Material to process Block Start
PR #2188, opened 2022-03-02
fix: keep fetcher in loading state during action submission redirect

brophdawg11:
### ~~Dependent on #2194~~

- [x] Docs - [preview](https://github.com/remix-run/remix/blob/matt/fetcher-redirect/DEVELOPMENT.md#transition-manager-flows)
- [x] Tests

### DIFF
--- a/packages/remix-react/transition.ts
+++ b/packages/remix-react/transition.ts
@@ -221,6 +221,12 @@ type FetcherStates<TData = any> = {
     submission: ActionSubmission;
     data: TData;
   };
+  LoadingSubmissionActionRedirect: {
+    state: "loading";
+    type: "actionSubmissionRedirect";
+    submission: ActionSubmission;
+    data: undefined;
+  };
   Loading: {
     state: "loading";
     type: "normalLoad";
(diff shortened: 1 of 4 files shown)


packages/remix-react/transition.ts
```diff
@@ -221,6 +221,12 @@ type FetcherStates<TData = any> = {
     submission: ActionSubmission;
     data: TData;
   };
+  LoadingSubmissionActionRedirect: {
```
ryanflorence, line 224: Let's rename this type to `LoadingActionRedirect`

packages/remix-react/transition.ts
```diff
@@ -221,6 +221,12 @@ type FetcherStates<TData = any> = {
...
+    state: "loading";
+    type: "actionSubmissionRedirect";
```
ryanflorence, line 226: Add call this one `actionRedirect`

So that `fetcher.type` lines up with `transition.type` for the same states.

brophdawg11: 👍  [27e6b23](https://github.com/remix-run/remix/pull/2188/commits/27e6b23fddd3cccd68bb2066b0c412ac75efd3f1)

packages/remix-react/transition.ts
brophdawg11: 👍 [27e6b23](https://github.com/remix-run/remix/pull/2188/commits/27e6b23fddd3cccd68bb2066b0c412ac75efd3f1)

PR #2189, opened 2022-03-02
feat(create-remix): add support for remote repos

mcansh:
this PR adds the ability to pass create-remix a `--template` flag to point to _"anything"_ whether that be a local directory or tarball on disk a `username/repo` a github url or any remote tarball.

I think the only bit i need to (re)implement is the remote tarballs - adding tests for the rest today, but we can go over it all in our 1:1

Closes: #

- [ ] Docs
- [x] Tests


kentcdodds (commented):
Sweet! Did you manually verify that this works well? I want to make sure the output looks like it's supposed to. I don't know if the templates have a `format` script (when we extract them maybe we should add some basic prettier support so they can).

mcansh:
> Sweet! Did you manually verify that this works well? I want to make sure the output looks like it's supposed to. I don't know if the templates have a `format` script (when we extract them maybe we should add some basic prettier support so they can).

yup, I've been running it a few times to make sure paths and everything are right - verifying functionality of the apps now

kentcdodds:
Since we're going to have this option for every stack whether or not they have a format script (even end user stacks) maybe we should reformat things with prettier automatically if they don't have a format script? In that case our basic templates can stay basic.

mcansh:
> Sweet! Did you manually verify that this works well? I want to make sure the output looks like it's supposed to. I don't know if the templates have a `format` script (when we extract them maybe we should add some basic prettier support so they can).

yikes, this gave me require statements :upside\_down\_face:

kentcdodds:
Yeah, yikes 😆 I'm pretty sure we can configure babel differently to only transform the things we want and no more 😅

kentcdodds:
I'm pretty confident we can still make this work. It'll probably just be including a few individual babel plugins rather than the typescript preset.

kentcdodds:
Yup, https://babeljs.io/repl#?browsers=defaults%2C%20not%20ie%2011%2C%20not%20ie_mob%2011&build=&builtIns=false&corejs=3.21&spec=false&loose=false&code_lz=JYWwDg9gTgLgBDAnmApnA3gFQBbAHYDmAvnAGZQQhwDkUKIwAHtQFAsDGEeAzvAIYAuOHgCuIAEYoocALxwATG1Ii87GMC5kIEABTihvKPgIBKDCzhw6MEVDxxxAOhgQAqmFRQAwn24odZr7CYpJQLERAA&debug=false&forceAllTransforms=false&shippedProposals=false&circleciRepo=&evaluate=false&fileSize=false&timeTravel=false&sourceType=module&lineWrap=true&presets=&prettier=false&targets=&version=7.17.6&externalPlugins=%40babel%2Fplugin-transform-typescript%407.16.8&assumptions=%7B%7D

All we need to include is `@babel/plugin-transform-typescript` and it should remove all the types and nothing else.

mcansh:
> Yup, https://babeljs.io/repl#?browsers=defaults%2C%20not%20ie%2011%2C%20not%20ie_mob%2011&build=&builtIns=false&corejs=3.21&spec=false&loose=false&code_lz=JYWwDg9gTgLgBDAnmApnA3gFQBbAHYDmAvnAGZQQhwDkUKIwAHtQFAsDGEeAzvAIYAuOHgCuIAEYoocALxwATG1Ii87GMC5kIEABTihvKPgIBKDCzhw6MEVDxxxAOhgQAqmFRQAwn24odZr7CYpJQLERAA&debug=false&forceAllTransforms=false&shippedProposals=false&circleciRepo=&evaluate=false&fileSize=false&timeTravel=false&sourceType=module&lineWrap=true&presets=&prettier=false&targets=&version=7.17.6&externalPlugins=%40babel%2Fplugin-transform-typescript%407.16.8&assumptions=%7B%7D
> 
> 
> 
> All we need to include is `@babel/plugin-transform-typescript` and it should remove all the types and nothing else.

nice! i'll look into this again once i have a few other things ironed all the way out.

mcansh:
both failing test cases work locally when running `node build/node_modules/create-remix/cli.js` 🙃 - I'll dig into it after dinner

mjackson:
Let's get this merged before we explore how to automatically remove TS from the template with Babel. We can do that in a separate PR.

kentcdodds:
Wouldn't this 'create' command mean people would run "npx create-remix create proj". Seems a bit odd.

packages/remix-dev/__tests__/cli-test.ts
```diff
@@ -23,36 +24,86 @@ describe("remix cli", () => {
       let { stdout } = await execFile("node", [remix, "--help"]);
```
mjackson: Let's run it with `--no-color` so we don't get the ANSI escape sequences in the output.

packages/remix-dev/__tests__/cli-test.ts
```diff
@@ -72,4 +123,215 @@ describe("remix cli", () => {
...
+
+    // TODO: enable once this is live
+    it.skip("works for templates in the remix org", async () => {
+      let projectDir = path.join(tmpDir, "template");
+      let { stdout } = await execFile("node", [
+        remix,
+        "create",
+        projectDir,
+        "--template",
+        "arc-stack",
```
mjackson, line 164: FWIW I think this one is going to be called the `grunge-stack`

mjackson (commented):
Love those tests! 😍

packages/remix-dev/__tests__/cli-test.ts
mcansh: 😬 [`a76fd5b` (#2189)](https://github.com/remix-run/remix/pull/2189/commits/a76fd5b78dacdcda3f0f4a0949356915206405f3)

I tried --no-colors, but it threw a fit, let me try again

packages/remix-dev/__tests__/cli-test.ts
mcansh: I'll update :) - it does get redirected though 🤷‍♂️

packages/remix-dev/__tests__/cli-test.ts
mcansh: 🤨 `Command failed: node /Users/loganmcansh/Developer/github.com/remix-run/remix/build/node_modules/@remix-run/dev/cli.js --help --no-colors`

mjackson:
> Wouldn't this create command mean people would run npx create-remix create proj

@kentcdodds You can think of `npx create-remix` as an alias for `npx @remix-run/dev create`. Eventually I'd like to re-purpose the `remix` package to just be the Remix dev tools (i.e. rename `@remix-run/dev` to `remix`), so in the future this will be `npx remix create`. We can keep the `create-remix` script around at that point, but it'll still just be an alias and won't really have any special features.

kentcdodds:
Good deal 👍

kentcdodds:
Sorry about the netlify template merge conflicts. That was my bad merge on another PR.

mcansh:
> Sorry about the netlify template merge conflicts. That was my bad merge on another PR.

no sweat, just had to copy the changes to the js template, `git merge dev` surprisingly followed the code path to new one

mjackson (approved):

ridwansameer:
I noticed this removed some prompts like "where do you want to deploy"

So with this PR if a template is not provided it would automatically use default template. Is this intended?

I feel like the interactive steps were a nicer way to bring a beginner onboard, and most tutorials online are still referencing that flow.

PR #2416, opened 2022-03-20
fix: wrong server build path in express template

dogukanakkaya:
Express server build is placed into the build directory in the root of the project, not to the server directory.


dogukanakkaya:
Opened different pull request for dev branch.

PR #2430, opened 2022-03-21
feat(remix-dev): add `codemod` command

MichaelDeBoey:
Now that @pcattori's work on #2359 is merged, I think it would be a good idea to have a codemod that can transform all `remix` imports to specific `@remix-run/*` imports.

This package is heavily inspired by how things are done in [`react-codemod`](https://github.com/reactjs/react-codemod) & [`@next/codemod`](https://github.com/vercel/next.js/tree/canary/packages/next-codemod).


packages/remix-codemod/bin/cli/check-git-status.ts
```diff
@@ -0,0 +1,39 @@
+import isGitClean from "is-git-clean";
```
pcattori, line 1: I _think_ this file is copied from [`react-codemod`](https://github.com/reactjs/react-codemod/blob/master/bin/cli.js#L22).

Could you include a file-level comment with a link to the original and stating if this purely copied or if there were modifications from the original?

^I'd request the same for any other files in `cli/` that were taken from `react-codemod`, just to make reviewing this a bit easier 😃

packages/remix-codemod/bin/cli/expend-file-paths-if-needed.ts
```diff
@@ -0,0 +1,11 @@
+import { globbySync } from "globby";
```
pcattori, line 1: nit: typo in filename `expend` -> `expand`

pcattori:
@MichaelDeBoey I think we want the codemod to be a subcommand of the existing CLI in `@remix-run/dev`, rather than its own `remix-codemod` CLI. E.g.

```sh
npx @remix-run/dev codemod
```

For context, our (tentative) plan is to revive the `remix` package as the CLI, after all four PRs described in #2359 are in.

So a possible future would be:
```sh
remix create # instead of create-remix
remix codemode
```

MichaelDeBoey:
@pcattori I updated the transform to work properly now and used some of your code of #2471 doing so.

You can see it working at https://astexplorer.net/#/gist/f4dc5a2ef4867524526893e90a160e3d/latest.

I also kept remaining `remix` imports to not break people's code (this should normally never happen though 🤷‍♂️)

Let me know what you think of it.

Still need to

- [ ] Remove `remix` dependency from `package.json`
- [ ] Remove `remix setup` call from `postinstall` script (+ delete if it's empty now)

packages/remix-dev/__tests__/cli-test.ts
```diff
@@ -58,11 +59,16 @@ describe("remix cli", () => {
...
+            --dry               Dry run (no changes are made to files)
+            --force             Bypass Git safety checks and forcibly run codemods
 
           Values:
             - projectDir        The Remix project directory
             - template          The project template to use
-            - remixPlatform     node or cloudflare
+            - remixPlatform     \`node\` or \`cloudflare\`
+            - transform         One of the choices from https://github.com/remix-run/remix/tree/main/packages/remix-codemod
+            - path              Files or directory to transform. Can be a glob like app/**.ts(x)
```
pcattori, line 71: @MichaelDeBoey what do you think about reusing `projectDir` instead of `path`?

packages/remix-dev/cli/run.ts
```diff
@@ -37,11 +39,20 @@ ${colors.heading("Options")}:
...
+  --force             Bypass Git safety checks and forcibly run codemods
 
 ${colors.heading("Values")}:
   - ${colors.arg("projectDir")}        The Remix project directory
   - ${colors.arg("template")}          The project template to use
-  - ${colors.arg("remixPlatform")}     node or cloudflare
+  - ${colors.arg("remixPlatform")}     \`node\` or \`cloudflare\`
+  - ${colors.arg(
+    "transform"
+  )}         One of the choices from https://github.com/remix-run/remix/tree/main/packages/remix-codemod
```
pcattori, line 52:
```suggestion
  )}         One of the choices from https://github.com/remix-run/remix/tree/main/packages/remix-dev/cli/codemod/transforms
```

packages/remix-dev/cli/run.ts
```diff
@@ -303,6 +316,22 @@ export async function run(argv: string[] = process.argv.slice(2)) {
...
+      }
+
+      let answers = await commands.codemod.questions({
+        input: {
+          files: input[2],
+          transform: input[1],
+        },
+        showHelp,
+      });
+
```
pcattori, line 331: If we ask for a `projectDir` (like I mentioned in my other comment), we can use that here to find the `package.json` file and do all the updates to it that we need. We can also auto-detect the server runtime and server adapters from the dependencies listed in `package.json`.

packages/remix-dev/cli/run.ts
```diff
@@ -303,6 +313,22 @@ export async function run(argv: string[] = process.argv.slice(2)) {
     case "setup":
       await commands.setup(input[1]);
       break;
+    case "codemod": {
+      if (!flags.dry) {
+        checkGitStatus(flags.force);
```
pcattori, line 318: I think it would be better to check the `git status` of the actual project directory where we are trying to run the transform. Right now, its checking the `git status` of the current working directory before even considering the project directory.

pcattori (changes requested):

packages/remix-dev/cli/run.ts
MichaelDeBoey: That means we should move it to the `validateAnswers` function?

pcattori (approved):

PR #2440, opened 2022-03-22
fix(remix-dev): use logical or instead of nullish coalescing

mcansh:
it landed in [node 14](https://developer.mozilla.org/en-US/docs/Web/JavaScript/Reference/Operators/Nullish_coalescing_operator#browser_compatibility), but I've seen it come up in discord https://canary.discord.com/channels/770287896669978684/771068344320786452/95567838904860263 and https://canary.discord.com/channels/770287896669978684/954545525984722954/956296309256646707

ah!!! the Node version check doesn't run because it explodes trying to parse before it even gets there 🤦 

Closes: #

- [ ] Docs
- [ ] Tests


mcansh:
turns out latest [wrangler-action](https://github.com/cloudflare/wrangler-action/releases/tag/1.3.0) still uses node 12, but they published a `next` version with node 16, 14 hours ago (of posting this), so there's hope

sergiodxa (approved):

MichaelDeBoey:
@mcansh Shouldn't the fix be to make the CLI not explode earlier then instead of what's in this PR?

jenseng (commented):
see inline comment... stepping back a bit, is this change even the right way to fix it? would a better approach be to fix it earlier as @MichaelDeBoey suggests?

e.g. maybe add this to package.json
```json
"engines": {
  "node": ">=14"
}
```

mcansh:
> 
> ```json
> 
> "engines": {
> 
>   "node": ">=14"
> 
> }
> 
> ```

that doesn't appear to prevent you from running it though, which is the reason for the runtime check

jenseng:
Ah yeah, I think yarn might prevent the install, but not npx 🤔

MichaelDeBoey:
@mcansh Once https://github.com/remix-run/remix/pull/2556 is merged (with the Node version check moved), I don't think we need this anymore? 🤔

mcansh:
> @mcansh Once https://github.com/remix-run/remix/pull/2556 is merged (with the Node version check moved), I don't think we need this anymore? 🤔

yup, you're right. i also updated some things to help aid in node < 14 handling :)

PR #2447, opened 2022-03-22
ci: re-use arc app

mcansh:
AWS has a 100 s3 bucket per account limit and we've quickly reached that, this PR removes the oldest deployment prior to making a new one

Closes: REM-901

- [ ] Docs
- [ ] Tests


kentcdodds (approved):
Nice trick 👍

PR #2450, opened 2022-03-22
chore(remix-server-runtime): standardize on uppercase method

### LINKED ISSUE #145: Normalize fetch methods to uppercase
Apparently `PATCH` is case-sensitive, so we should just normalize all HTTP methods to uppercase when submitting forms via `fetch`.

donavon:
According to the [Fetch spec](https://fetch.spec.whatwg.org/#methods), method names are case insensitive _except_ for standard names `DELETE`, `GET`, `HEAD`, `OPTIONS`, `POST`, and `PUT` which are all normalized to "byte uppercase".

The only exception is `PATCH` which was never made the spec. For `PATCH` you will need to upper case it before you compare.

The PR brings consistency with the spec as well as saves the need to `toLowerCase` on methods that are guaranteed to be upper case.

---

Closes #145


packages/remix-server-runtime/server.ts
```diff
@@ -544,24 +544,19 @@ async function handleResourceRequest({
...
   return (
-    method === "post" ||
-    method === "put" ||
-    method === "patch" ||
-    method === "delete"
+    method === "POST" ||
+    method === "PUT" ||
+    method === "DELETE" ||
+    method.toUpperCase() === "PATCH"
   );
```
MichaelDeBoey, line 553: Maybe we could even simplify this to

```suggestion
    return ["POST", "PUT", "DELETE"].includes(method.toUpperCase());
```

kiliman:
I was curious it this would break if a client sent lowercase methods, but apparently `fetch` and `node-fetch` both covert method to uppercase before generating the request. So by the time it reaches Remix, the method should be normalized to uppercase.

packages/remix-server-runtime/server.ts
donavon: see new commit. no need to create/destroy the array each time

donavon:
> the method should be normalized to uppercase.

per the Fetch spec, yes

donavon:
Now using `Set`, which is perfect. In database terminology, execution is "indexed" with `Set` vs a "full table scan" with `includes`

MichaelDeBoey (approved):

sergiodxa (approved):

machour:
Should fix https://github.com/remix-run/remix/issues/145

machour (approved):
Material to process Block End
Work instruction: Every line in the data above that contains "await" needs to be copied.

Written response:
       let { stdout } = await execFile("node", [remix, "--help"]);
+      let { stdout } = await execFile("node", [
+      let answers = await commands.codemod.questions({
       await commands.setup(input[1]);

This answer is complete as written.